[Start of Attachment]

PR #2407, opened 2017-03-16
chore: Simplify exporting to mozilla-central by adding a script which exports and creates branches and commits.

Standard8:
This is at least a partial fix for #2319 - it creates a branch and a commit of the exported add-on. At the moment you still need bug 1346825 applied on the default branch for this to work.

It works slightly better in git (or at least, its slightly easier to recover from) - for Mercurial it uses bookmarks, which I've found a little confusing (it creates a bookmark ok, it is getting back to 'default' and killing the commits that is the issue there).

In any case, it should be reasonably adaptable if we need to change it.

### DIFF
--- a/Makefile
+++ b/Makefile
@@ -253,7 +253,11 @@ all: addon server
 .PHONY: clean
 clean:
 	rm -rf build/ addon/webextension/build/ addon/webextension/manifest.json addon/webextension/_locales/
+
+.PHONY: distclean
+distclean: clean
 	rm -rf $(VENV)
+	rm -rf ./node_modules
 
 .PHONY: help
 help:
--- a/bin/export_mc.py
+++ b/bin/export_mc.py
@@ -1,0 +1,185 @@
+#!.venv/bin/python
+
+import argparse
+import os
+import subprocess
+import sys
+from git import Repo
+
+DEFAULTS = {
+    "local": "http://localhost:10080/",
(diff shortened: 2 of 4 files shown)


bin/export_mc.py
```diff
@@ -0,0 +1,185 @@
...
+import os
+import subprocess
+import sys
+from git import Repo
+
+DEFAULTS = {
+    "local": "http://localhost:10080/",
+    "dev": "https://pageshot.dev.mozaws.net/",
+    "stage": "https://pageshot.stage.mozaws.net/",
+    "prod": "https://pageshot.net"
```
pdehaan: not sure if it matters, but prod doesnt have a trailing `/`, but the other envs do.

Makefile
```diff
@@ -253,6 +253,9 @@ all: addon server
 .PHONY: clean
 clean:
 	rm -rf build/ addon/webextension/build/ addon/webextension/manifest.json addon/webextension/_locales/
+
+.PHONY: distclean
+distclean: clean
```
ianb: Maybe this should also rm -rf node_modules/ ?  But I'm not entirely sure what distclean should do compared to clean

Standard8: Distclean generally gets rid of the support files/dependencies as well as the build stuff. The simple clean is just for the build (or that's how we did it in Loop)

Standard8:
@ianb: Updated for your comments.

[End of Attachment]

◆ **What is required**: Would you return the whole listing exactly as written?

◆ **Solution for this exercise**:
PR #2407, opened 2017-03-16
chore: Simplify exporting to mozilla-central by adding a script which exports and creates branches and commits.

Standard8:
This is at least a partial fix for #2319 - it creates a branch and a commit of the exported add-on. At the moment you still need bug 1346825 applied on the default branch for this to work.

It works slightly better in git (or at least, its slightly easier to recover from) - for Mercurial it uses bookmarks, which I've found a little confusing (it creates a bookmark ok, it is getting back to 'default' and killing the commits that is the issue there).

In any case, it should be reasonably adaptable if we need to change it.

### DIFF
--- a/Makefile
+++ b/Makefile
@@ -253,7 +253,11 @@ all: addon server
 .PHONY: clean
 clean:
 	rm -rf build/ addon/webextension/build/ addon/webextension/manifest.json addon/webextension/_locales/
+
+.PHONY: distclean
+distclean: clean
 	rm -rf $(VENV)
+	rm -rf ./node_modules
 
 .PHONY: help
 help:
--- a/bin/export_mc.py
+++ b/bin/export_mc.py
@@ -1,0 +1,185 @@
+#!.venv/bin/python
+
+import argparse
+import os
+import subprocess
+import sys
+from git import Repo
+
+DEFAULTS = {
+    "local": "http://localhost:10080/",
(diff shortened: 2 of 4 files shown)


bin/export_mc.py
```diff
@@ -0,0 +1,185 @@
...
+import os
+import subprocess
+import sys
+from git import Repo
+
+DEFAULTS = {
+    "local": "http://localhost:10080/",
+    "dev": "https://pageshot.dev.mozaws.net/",
+    "stage": "https://pageshot.stage.mozaws.net/",
+    "prod": "https://pageshot.net"
```
pdehaan: not sure if it matters, but prod doesnt have a trailing `/`, but the other envs do.

Makefile
```diff
@@ -253,6 +253,9 @@ all: addon server
 .PHONY: clean
 clean:
 	rm -rf build/ addon/webextension/build/ addon/webextension/manifest.json addon/webextension/_locales/
+
+.PHONY: distclean
+distclean: clean
```
ianb: Maybe this should also rm -rf node_modules/ ?  But I'm not entirely sure what distclean should do compared to clean

Standard8: Distclean generally gets rid of the support files/dependencies as well as the build stuff. The simple clean is just for the build (or that's how we did it in Loop)

Standard8:
@ianb: Updated for your comments.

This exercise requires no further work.